What to work on: Below are records; report the number of lines in them that include the word "tathyapatel", with no other text.

Saved data entries:
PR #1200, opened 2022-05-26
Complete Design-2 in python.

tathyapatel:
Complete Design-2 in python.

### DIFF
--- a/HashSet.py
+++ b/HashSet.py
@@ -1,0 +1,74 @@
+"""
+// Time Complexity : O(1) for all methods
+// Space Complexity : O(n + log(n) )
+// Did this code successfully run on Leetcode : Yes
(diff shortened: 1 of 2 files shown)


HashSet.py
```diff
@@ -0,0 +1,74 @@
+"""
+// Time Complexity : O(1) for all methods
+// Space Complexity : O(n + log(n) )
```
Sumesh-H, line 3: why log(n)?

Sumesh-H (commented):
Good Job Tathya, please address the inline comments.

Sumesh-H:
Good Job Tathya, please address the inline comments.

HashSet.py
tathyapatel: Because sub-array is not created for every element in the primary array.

---

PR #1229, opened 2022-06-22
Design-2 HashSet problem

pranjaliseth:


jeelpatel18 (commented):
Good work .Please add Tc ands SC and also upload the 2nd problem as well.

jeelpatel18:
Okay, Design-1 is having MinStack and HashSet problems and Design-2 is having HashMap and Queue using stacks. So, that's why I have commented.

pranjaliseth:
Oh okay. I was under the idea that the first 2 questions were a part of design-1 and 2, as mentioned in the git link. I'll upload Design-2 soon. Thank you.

Solution to this problem: 2